Любовь Николаевна, проходя мимо него, спросила:
— Что ты видел, Николай, что ты слышал?
Она сама удивилась тому, что ее голос звучит совершенно спокойно и даже насмешливо. Николай круто остановился и сделал вид, что только сейчас увидел перед собою мать. Ее спокойствие обмануло его, и он не догадался пройти еще несколько шагов по дорожке. Даже и теперь, если бы он наконец замолчал, перестал оглушать самого себя звуками своего голоса и прислушался, то он мог бы услышать шелест в кустах, успел бы добежать до тропинки и увидеть Абакумова. Но, опьяненный своею собственною наглостью, он продолжал звучать, как струна разбитого рояля, слишком усердно надавленная педалью. Он говорил глумливым голосом:
— А, это ты, мамахен! Нет, это я так, из одной веселенькой опереточки. А видеть и слышать здесь, кажется, некого и нечего. А, не правда ли?

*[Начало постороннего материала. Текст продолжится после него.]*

PR #443, opened 2021-04-23
Add ReflectVisitor and ResolvedReferences

matthchr:
Laying the groundwork for resolving arbitrary cross resource references.

### DIFF
--- a/hack/generated/pkg/genruntime/resolved_references.go
+++ b/hack/generated/pkg/genruntime/resolved_references.go
@@ -8,21 +8,14 @@ package genruntime
 // ResolvedReferences is a set of references which have been resolved for a particular resource.
 // The special self field is the fully qualified ARM ID of the resource that this ResolvedReferences applies to.
 type ResolvedReferences struct {
-	// self is the fully qualified name of the resource in Azure ("a/b/c").
-	self string
 	// references is a map of ResourceReference to ARM ID.
 	references map[ResourceReference]string
 }
 
 // MakeResolvedReferences creates a ResolvedReferences from the fully qualified ARM ID of the resource and
 // and ARM IDs that the resource refers to.
-func MakeResolvedReferences(name string, references map[ResourceReference]string) ResolvedReferences {
-	if name == "" {
-		panic("ResolvedReferences name is required")
-	}
-
+func MakeResolvedReferences(references map[ResourceReference]string) ResolvedReferences {
 	return ResolvedReferences{
-		self:       name,
 		references: references,
 	}
 }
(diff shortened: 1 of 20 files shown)


hack/generated/pkg/reflecthelpers/reflect_visitor.go
```diff
@@ -0,0 +1,158 @@
...
+
+type ReflectVisitor struct {
+	VisitPrimitive func(this *ReflectVisitor, it interface{}, ctx interface{}) error
+	VisitStruct    func(this *ReflectVisitor, it interface{}, ctx interface{}) error
+	VisitPtr       func(this *ReflectVisitor, it interface{}, ctx interface{}) error
+	VisitSlice     func(this *ReflectVisitor, it interface{}, ctx interface{}) error
+	VisitMap       func(this *ReflectVisitor, it interface{}, ctx interface{}) error
+}
+
+func NewReflectVisitor() *ReflectVisitor {
```
matthchr, line 52: Missing comments for many of these functions

hack/generated/pkg/genruntime/resolved_references.go
```diff
@@ -0,0 +1,29 @@
+/*
+ * Copyright (c) Microsoft Corporation.
+ * Licensed under the MIT license.
+ */
+
+package genruntime
+
+type ResolvedReferences struct {
```
matthchr, line 8: docs

hack/generated/pkg/genruntime/resolved_references.go
```diff
@@ -0,0 +1,39 @@
+/*
+ * Copyright (c) Microsoft Corporation.
+ * Licensed under the MIT license.
+ */
+
+package genruntime
+
+// ResolvedReferences is a set of references which have been resolved for a particular resource.
+// The special self field is the fully qualified ARM ID of the resource that this ResolvedReferences applies to.
+type ResolvedReferences struct {
```
babbageclunk, line 10: I don't get why you're bundling these two things together into one struct. Why is name in here?

babbageclunk (approved):
I like this, but I think name should be a separate argument to ConvertToARM, rather than packaging it up with the resolved references.

The reflect-based visitor is nice! I've seen code in other projects that uses reflection to gather info from arbitrary types in similar but in a much more ad-hoc way - this is much better.

hack/generated/pkg/genruntime/resolved_references.go
matthchr: Pulled it back out

matthchr: Removed name from this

Любовь Николаевна молча пожала плечами и шла, не останавливаясь. Николай шел за нею. Но вдруг, словно вспомнивши что-то, резко засвистал, засунул руки в карманы, круто повернулся и пошел по аллее в ту сторону, откуда вышла Любовь Николаевна.
— Николай! — закричала Любовь Николаевна, остановившись.

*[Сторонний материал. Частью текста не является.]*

PR #444, opened 2021-04-27
Split ArmConversionFunction

Porges:
Split ArmConversionFunction into two types rather than one type with a boolean.


babbageclunk (approved):
Much neater!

— Ась? — дурашливо откликнулся Николай, оборачиваясь к ней, и тоже остановился.
Любовь Николаевна говорила с раздражением:
— Очень прошу тебя, — не свищи при мне. Твой свист положительно невозможно слушать.
Николай резко захохотал. Закричал все тем же глумливым голосом:
— Нервочки! Ну хорошо, не буду. Крайней необходимости свистать не ощущаю. Свищу просто от скуки, — от нечего делать, — от веселости, наконец, свойственной моему возрасту. Это тебе трудно понять, мамахен. Но что делать! Нельзя всегда иметь двадцать лет от роду, это я понимаю. Всякому овощу свое время.

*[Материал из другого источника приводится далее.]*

PR #445, opened 2021-04-27
Add TypeMerger

Porges:
This is called `TypeMerger` but it is really multiple dispatch for functions with type `(a <: Type, b <: Type) → Type`. Ideally this would be a bit more generalized to _n_ arguments but Go doesn’t support that kind of thing.

----

Open question: _Should_ this be generalized to allow functions of any arity (in which case I’d probably rename to `TypeFuncDispatcher` or something similarly obtuse)? 

Self answer: probably not. If we need `(a <: Type) → Type` we have type switches already, and I can’t see any reason for a 3-argument version.

### DIFF
--- a/hack/generator/pkg/astmodel/type_merger.go
+++ b/hack/generator/pkg/astmodel/type_merger.go
@@ -15,9 +15,9 @@ import (
 //
 // Conceptually it takes (via Add) a list of functions of the form:
 //
-//     func ([ctx interface{},] a <: Type, b <: Type) (Type, error)
+//     func ([ctx interface{},] left {some Type}, right {some Type}) (Type, error)
 //
-// where `a` and `b` can be concrete types that implement the `Type` interface.
+// where `left` and `right` can be concrete types that implement the `Type` interface.
 //
 // When `TypeMerger.Merge(Type, Type)` is invoked, it will iterate through the
 // provided functions and invoke the first one that matches the concrete types
@@ -58,7 +58,7 @@ func validateMerger(merger interface{}) validatedMerger {
 
 	mergerType := it.Type()
 
-	badArgumentsMsg := "merger must take take arguments of type (left Type, right Type) or (ctx X, left Type, right Type)"
+	badArgumentsMsg := "merger must take take arguments of type (left [some Type], right [some Type]) or (ctx X, left [some Type], right [some Type])"
 	if mergerType.NumIn() < 2 || mergerType.NumIn() > 3 {
 		panic(badArgumentsMsg)
 	}
--- a/hack/generator/pkg/astmodel/type_merger.go
+++ b/hack/generator/pkg/astmodel/type_merger.go
@@ -7,29 +7,33 @@ package astmodel
 
 import (
 	"reflect"
+
+	"github.com/pkg/errors"
 )
 
 // TypeMerger is like a visitor for 2 types.
 // The `ctx` argument can be used to “smuggle” additional data down the call-chain.
 type TypeMerger struct {
-	mergers  map[TypePair]TypeMergerFunc
-	fallback TypeMergerFunc
+	mergers  []mergerRegistration
+	fallback MergerFunc
 }
 
-type TypePair struct{ left, right reflect.Type }
-type TypeMergerFunc func(left, right Type) Type
+type mergerRegistration struct {
+	left, right reflect.Type
+	merge       MergerFunc
+}
 
-func NewTypeMerger(fallback TypeMergerFunc) TypeMerger {
-	return TypeMerger{
-		mergers:  make(map[TypePair]TypeMergerFunc),
-		fallback: fallback,
-	}
+type MergerFunc func(ctx interface{}, left, right Type) (Type, error)
+
+func NewTypeMerger(fallback MergerFunc) TypeMerger {
+	return TypeMerger{fallback: fallback}
 }
 
 var typeInterface reflect.Type = reflect.TypeOf((*Type)(nil)).Elem() // yuck
+var errorInterface reflect.Type = reflect.TypeOf((*error)(nil)).Elem()
+var mergerFuncType reflect.Type = reflect.TypeOf((*MergerFunc)(nil)).Elem()
 
-func (m *TypeMerger) Add(merger interface{}) {
-
+func validateMerger(merger interface{}) (reflect.Value, reflect.Type, reflect.Type, bool) {
 	it := reflect.ValueOf(merger)
 	if it.Kind() != reflect.Func {
 		panic("merger must be a function")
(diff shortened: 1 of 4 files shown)


hack/generator/pkg/astmodel/type_merger.go
```diff
@@ -0,0 +1,178 @@
...
+
+func NewTypeMerger(fallback MergerFunc) TypeMerger {
+	return TypeMerger{fallback: fallback}
+}
+
+var typeInterface reflect.Type = reflect.TypeOf((*Type)(nil)).Elem() // yuck
+var errorInterface reflect.Type = reflect.TypeOf((*error)(nil)).Elem()
+var mergerFuncType reflect.Type = reflect.TypeOf((*MergerFunc)(nil)).Elem()
+
+func validateMerger(merger interface{}) (reflect.Value, reflect.Type, reflect.Type, bool) {
```
matthchr, line 47: Would a little struct rather than a 4-tuple return be clearer?

matthchr: If not, _might_ be worth defining `needsCtx` as `needsCtx := inOffset != 0` so it's at least more clear from the direct return results what that field is?

hack/generator/pkg/astmodel/type_merger.go
```diff
@@ -0,0 +1,178 @@
...
+	if mergerType.NumOut() != 2 ||
+		mergerType.Out(0) != typeInterface ||
+		mergerType.Out(1) != errorInterface {
+		panic("merger must return (Type, error)")
+	}
+
+	return it, leftArg, rightArg, inOffset != 0
+}
+
+func (m *TypeMerger) Add(mergeFunc interface{}) {
```
matthchr, line 76: Doc discussing expected shape of `mergeFunc`? You basically say it above in the docs on `TypeMerger` though...

hack/generator/pkg/astmodel/type_merger.go
```diff
@@ -0,0 +1,178 @@
...
+				if takesCtx {
+					return merger.Call([]reflect.Value{ctxValue, leftValue, rightValue})
+				} else {
+					return merger.Call([]reflect.Value{leftValue, rightValue})
+				}
+			}).Interface().(MergerFunc),
+		})
+}
+
+func (m *TypeMerger) AddUnordered(mergeFunc interface{}) {
```
matthchr, line 99: How is this different from add? Doc would help

hack/generator/pkg/astmodel/type_merger.go
```diff
@@ -0,0 +1,178 @@
...
+				if takesCtx {
+					return merger.Call([]reflect.Value{ctxValue, leftValue, rightValue})
+				} else {
+					return merger.Call([]reflect.Value{leftValue, rightValue})
+				}
+			}).Interface().(MergerFunc),
+		})
+}
+
+// Merge merges the two types according to the provided mergers and fallback
```
matthchr, line 135:
```suggestion
// Merge merges the two types according to the provided mergers and fallback. The ctx parameter is optional and if supplied can only be supplied once
```

maybe?

hack/generator/pkg/astmodel/type_merger.go
```diff
@@ -0,0 +1,178 @@
...
+func (m *TypeMerger) Merge(left, right Type, ctx ...interface{}) (Type, error) {
```
matthchr, line 136: minor: Depending on usage you could have 2 "overloads" `Merge` and `MergeCtx` one of which takes a `ctx` and the other of which doesn't?

Might be cleaner than this pattern - unsure.

hack/generator/pkg/astmodel/type_merger.go
```diff
@@ -0,0 +1,178 @@
...
+
+	if right == nil {
+		return left, nil
+	}
+
+	leftType := reflect.ValueOf(left).Type()
+	rightType := reflect.ValueOf(right).Type()
+
+	for _, merger := range m.mergers {
+		if (merger.left == leftType || merger.left == typeInterface) &&
```
matthchr, line 160: minor: Consider lifting out into named vars just for a bit more clarity?
```
                leftMatches := merger.left == leftType || merger.left == typeInterface
                rightMatches := merger.right == rightType || merger.right == typeInterface
		if leftMatches && rightMatches {
```

matthchr (approved):
Left a few minor comments but LGTM overall

hack/generator/pkg/astmodel/type_merger.go
Porges: I considered this and I do think it would be cleaner overall

matthchr (approved):

babbageclunk (approved):
Looks great!

hack/generator/pkg/astmodel/type_merger.go
```diff
@@ -0,0 +1,172 @@
...
+
+	if mergerType.NumIn() != 2 && mergerType.NumIn() != 3 {
+		panic("merger must take 2 arguments (left Type, right Type) or 3 arguments (ctx X, left Type, right Type)")
+	}
+
+	argOffset := mergerType.NumIn() - 2
+
+	needsCtx := argOffset != 0
+	leftArg := mergerType.In(argOffset + 0)
+	rightArg := mergerType.In(argOffset + 1)
```
theunrepentantgeek, line 69: I suspect these would be simpler if context was an optional third parameter, with left and right always in positions `0` and `1`

hack/generator/pkg/astmodel/type_merger.go
```diff
@@ -0,0 +1,172 @@
...
+
+	if !leftArg.AssignableTo(typeInterface) || !rightArg.AssignableTo(typeInterface) {
+		panic("merger must take in types assignable to Type")
+	}
```
theunrepentantgeek, line 73: Perhaps split this test so you can be explicit about whether it's _left_ or _right_ that's wrong?

hack/generator/pkg/astmodel/type_merger.go
Porges: Yes, I originally had it that way around, but it greatly simplifies the use to have it first so you can pass it member functions (see use in the allof/oneof pipeline).

hack/generator/pkg/astmodel/type_merger.go
```diff
@@ -0,0 +1,170 @@
...
+	"reflect"
+
+	"github.com/pkg/errors"
+)
+
+// TypeMerger is like a visitor for 2 types.
+//
+// Conceptually it takes (via Add) a list of functions of the form:
+//
+//     func ([ctx interface{},] a <: Type, b <: Type) (Type, error)
```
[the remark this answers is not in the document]
Porges: 1st question: some concrete type that implements `Type`, or the type `Type` itself.
2nd question: see: https://github.com/Azure/k8s-infra/pull/445#discussion_r623545281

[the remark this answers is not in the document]
Porges: I guess I could write something more C#y like `func<A: Type, B: Type> ([ctx interface{},] A, B) (Type, error)`

hack/generator/pkg/astmodel/type_merger.go
Porges: Thought about it a bit, I'm actually going to go in the other direction and unify this message with the previous one, so if you mess up the argument type at all, it tells you what you need to pass.

hack/generator/pkg/astmodel/type_merger.go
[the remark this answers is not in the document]
Porges: updated with different notation, which should be clearer

hack/generator/pkg/astmodel/type_merger.go
```diff
@@ -0,0 +1,170 @@
...
+// passed. If none match then the fallback provided to `NewTypeMerger` will be invoked.
+//
+// The `ctx` argument can optionally be used to “smuggle” additional data down the call-chain.
+type TypeMerger struct {
+	mergers  []mergerRegistration
+	fallback MergerFunc
+}
+
+type mergerRegistration struct {
+	left, right reflect.Type
```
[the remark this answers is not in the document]
Porges: done!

Любовь Николаевна вышла на круглую песочную дорожку перед открытою полянкою с большою круглою куртиною посредине и с бордюром из мелких, голубеньких, лиловых, розовых летников. Она села на скамью, прислонилась к ее нагнутой, тонкой спинке и затуманившимися глазами смотрела на легкие, по небу бегущие тучки, на ясную синеву неба, и казалось ей, что безмерно грустен этот день, еще такой ясный, но уже охваченный боязливым предчувствием заката. Ах, дни, умирающие навсегда! Печальная неудержимость времени!
Николай нелепо маячил пред матерью и напевал бессмысленные слова:
Сердце с перцем, эрцум, цум, цум, цум!
Любовь Николаевна смотрела на него внимательно и печально. Вот сын, которого она родила и воспитала! Тот, над которым почила святая любовь матери и ее неустанные заботы!
31
Николай вдруг придал лицу притворно-ласковое выражение, от чего стал еще противнее и страшнее, — жаба, вымазанная вареньем, — подошел к матери и, умильно глядя на нее, заговорил отвратительно сладким голосом:
— Мамочка, когда у любящего сына чего-нибудь необходимого не хватает, к кому же ему идти, как не к любящей матери?